Give back the full data character for character.

Source data:
::::::::::
PR #208, opened 2024-08-26
Allow disabling entrypoints by name via environment variable

Saancreed:
Includes some C++ concepts fun, hopefully not too crazy but I wanted the string splitting helper to be fairly generic. Interestingly, I found it easier to do with regex-based separators than matching plain substrings or single characters.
::::::::::
Task answer:
PR #208, opened 2024-08-26
Allow disabling entrypoints by name via environment variable

Saancreed:
Includes some C++ concepts fun, hopefully not too crazy but I wanted the string splitting helper to be fairly generic. Interestingly, I found it easier to do with regex-based separators than matching plain substrings or single characters.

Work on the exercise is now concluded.